Trump also threatened to impose tariffs on U.S. imports from Russia, if it doesn’t end the war in Ukraine, and India if it doesn’t buy more U.S. oil, gas, and military aircraft and agree to “potential concessions,” reported Reuters in January.
He also threatened BRICS, a 10-nation intergovernmental organization that includes India, China, Russia, and Egypt, with tariffs if they created an alternative currency to the dollar. Trump also threatened Colombia with 25% tariffs if it didn’t accept deported migrants from the United States. Lastly, he waved the duties stick against South Africa, a BRICS nation, after they passed a law allowing the state to seize land without compensation to owners.
Trump is currently threatening reciprocal excise taxes on nations that impose tariffs or non-tariff barriers on American goods. “One tricky situation is that most leading apparel suppliers to the U.S. market, including China, Vietnam and India, set … higher tariff rates … than the United States,” said Lu. Meanwhile, non-tariff barriers are evident in the EU’s Carbon Border Adjustment Mechanism, which taxes imports not complying with emissions regulations.
Such threats have put fashion brands on alert. “While there are no new tariffs for the moment, … Trump’s request for a review of trade puts the world on notice that more [duties] could well be coming and that more countries will be targeted,” Neil Saunders, an analyst at GlobalData, a think tank, told Just Style, a specialized portal, in February.
“We hope they don’t arrive,’’ Italian National Fashion Chamber President Carlo Capasa told the media in February.
Yet, some fashion houses are taking preemptive action, relocating to countries not on Trump’s radar. “It feels like every day is a moving jigsaw piece,” Emma McGrory, a senior associate at Lewis Silkin, a U.K. law firm that advises brands on trade law, told Glossy, a fashion news platform, in February. “Brands are wondering: Do we suffer the increase in tariffs, or do we relocate manufacturing to a third country?”
Fashion ready?
Egypt has a real shot at becoming part of the supply chain for high-end fashion brands that sell in the United States. In 2023, Egypt exported nearly $1 billion in garments and apparel to the world’s largest economy, which is over half of its U.S. exports, according to government data.

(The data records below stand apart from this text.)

PR #4851, opened 2026-04-26
fix(init): skip namespace agent labels when agent is disabled

### LINKED ISSUE #4852: zarf init labels namespaces even when zarf-agent is not deployed
## Problem

When running `zarf init` with an init package that does not deploy `zarf-agent`, Zarf still labels existing namespaces with:

```yaml
zarf.dev/agent: ignore
```

rift0nix:
## Description

Updates `InitState` so existing namespaces are only labeled with `zarf.dev/agent=ignore` when the init package is actually deploying the Zarf agent.

Previously, `zarf init` always listed and updated existing namespaces during state initialization, even when the selected init components did not include `zarf-agent`. This caused registry-only init packages to make unnecessary cluster-wide namespace updates.

With this change, namespace labeling is gated by `InternalServices.Has(state.AgentKey)`, matching the existing source of truth used for agent TLS setup.

## Related Issue

Fixes #4852

## Testing

- [x] `go test ./src/pkg/cluster ./src/pkg/packager`

## Checklist before merging


src/pkg/cluster/cluster.go
```diff
@@ -246,27 +246,29 @@ func (c *Cluster) InitState(ctx context.Context, opts InitStateOptions) (*state.
...
 
-		namespaceList, err := c.Clientset.CoreV1().Namespaces().List(ctx, metav1.ListOptions{})
-		if err != nil {
-			return nil, fmt.Errorf("unable to get the Kubernetes namespaces: %w", err)
-		}
-		// Mark existing namespaces as ignored for the zarf agent to prevent mutating resources we don't own.
-		for _, namespace := range namespaceList.Items {
-			if namespace.Name == "zarf" {
-				continue
+		if opts.InternalServices.Has(state.AgentKey) {
```
AustinAbro321: nit: the block above has the same condition, you can merge these

src/pkg/cluster/cluster.go
AustinAbro321, line 1: Right now the codebase always assumes the agent is active. We'll need edits in a few places to make sure this change doesn't introduce future bugs. Rough outline: 

1. Introduce AgentIsConfigured() function 
```go
func (s *State) AgentIsConfigured() bool {
	return len(s.AgentTLS.Cert) > 0
}
``` 
2. when a secondary init occurs we should still initialize the agent if it's not yet configured and ignore the existing namespaces. See [this block](https://github.com/zarf-dev/zarf/blob/ea94cfeed259722292061ddba7d29db0f0c5171f/src/pkg/cluster/cluster.go#L307-L323). I recommend a private function such as `initAgent` to abstract the logic
```go
if opts.InternalServices.Has(state.AgentKey) && !s.AgentIsConfigured() {
  s.AgentTLS = initAgent(opts.AgentTls)
}
```
3. In [deploy.go](https://github.com/zarf-dev/zarf/blob/ea94cfeed259722292061ddba7d29db0f0c5171f/src/pkg/packager/deploy.go#L726) gate `pki.CheckForExpiredCert(ctx, s.AgentTLS)` to only run if the agent is configured
4. In [post-render.go](https://github.com/zarf-dev/zarf/blob/ea94cfeed259722292061ddba7d29db0f0c5171f/src/internal/packager/helm/post-render.go#L207-L211) only call `addAgentIgnoreLabels` if the agent is configured

AustinAbro321 (changes requested):
Thank you for this contribution! Increasing scope a bit to ensure this change will not introduce other bugs. Let me know if you have any questions

rift0nix:
Thanks for the review. I updated the PR to handle the optional agent state as required

rift0nix:
Looks like the missing agent ignore labels broke the deploy scenario with the agent enabled. I added a fix for that path and updated the unit tests based on the coverage report.

AustinAbro321:
@rift0nix rather than adding those conditions to deploy, I feel that it would make more sense to change [this block](https://github.com/zarf-dev/zarf/blob/c41c7b58f3aff4db09c3e885ee6b167555a58387/src/pkg/packager/dev.go#L125-L135) in dev.go to something like below. This way we use state when it exists in a dev deploy, and don't have to add any complexity to the deploy logic. 

```go
	if !opts.AirgapMode {
		// Helm charts may reference state values, so seed defaults first.
		d.s, err = state.Default()
		if err != nil {
			return err
		}

		requiresCluster := slices.ContainsFunc(pkg.Components, func(c v1alpha1.ZarfComponent) bool {
			return c.RequiresCluster()
		})
		if requiresCluster {
			d.c, err = cluster.NewWithWait(ctx)
			if err != nil {
				return err
			}
			clusterState, err := d.c.LoadState(ctx)
			if err != nil && !kerrors.IsNotFound(err) {
				return err
			}
			if clusterState != nil {
				d.s = clusterState
			}
		}

		if opts.RegistryURL != "" {
			d.s.RegistryInfo.Address = opts.RegistryURL
		}
	}
```

rift0nix:
+, moved the connected dev deploy state handling into dev.go as suggested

Almost all those garment and textile exports entered “duty-free” and with no quota limit under the Qualified Industrial Zone (QIZ) protocol, according to AmCham Egypt research. Signed in 2004, QIZ requires eligible companies to comply with U.S. regulations. In 2023, AmCham Egypt’s study found that 80% of eligible QIZ companies were apparel and accessory producers, accounting for nearly 90% of QIZ exports to the United States.
However, local garment producers will face tough competition from other African countries when targeting top fashion houses. According to Atkinson of BPCM, “Africa’s emerging markets, such as Ethiopia and Kenya, are gaining recognition for their growing textile and apparel industries. Success requires careful planning, due diligence, and a commitment to ethical and sustainable sourcing practices.”
This article first appeared in March’s print edition of Business Monthly.